Утром 12 ноября, на следующий день после похорон Деманш, во флигель Сухово-Кобылина внезапно нагрянули с обыском. Для Александра Васильевича это был неожиданный удар.
«Дело — злодеяние — повальный обыск! Я один! Надежда Нарышкина уехала», — записывает он в дневнике.
Результаты обыска были ошеломляющими:
«По осмотру приставами городской части Хотинским и Редькиным и следственных дел стряпчим Троицким, учиненному 12 ноября во флигеле Сухово-Кобылина, где он сам жил, оказалось, что в комнате, называемой зале, видны на стене к сеням кровавые пятна.
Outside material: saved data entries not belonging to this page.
PR #1234, opened 2020-12-11
buildBlockExtrinsics to continue when apply fails

RyRy79261:
## Changes

- Removed error returns from buildBlockExtrinsics loop

## Tests

```
go test ./lib/babe/... -short
go test ./... -short
```

## Checklist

Одно продолговатое на вершок длины в виде распустившейся капли, другое величиною в пятикопеечную монету, разбрызганное. На штукатурке видны разной величины места, стертые неизвестно чем. Полы во всех комнатах крашены и недавно вымытые, в сенях около двери кладовой видно на грязном полу около плинтуса кровавое пятно полукруглое величиною около аршина и к оному потоки и брызги кровавые частью уже смытые, на ступенях заднего крыльца также видны разной величины пятна крови и частью стертые или смытые».
Это были грозные улики. И они были в руках у Закревского — и в переносном, и в буквальном смысле, ибо следователи топором вырубили из крыльца доски, на которых были кровавые пятна, и унесли их с собой.
Тринадцатого и четырнадцатого ноября в доме Сухово-Кобылина вновь были произведены обыски с изъятием бумаг и писем…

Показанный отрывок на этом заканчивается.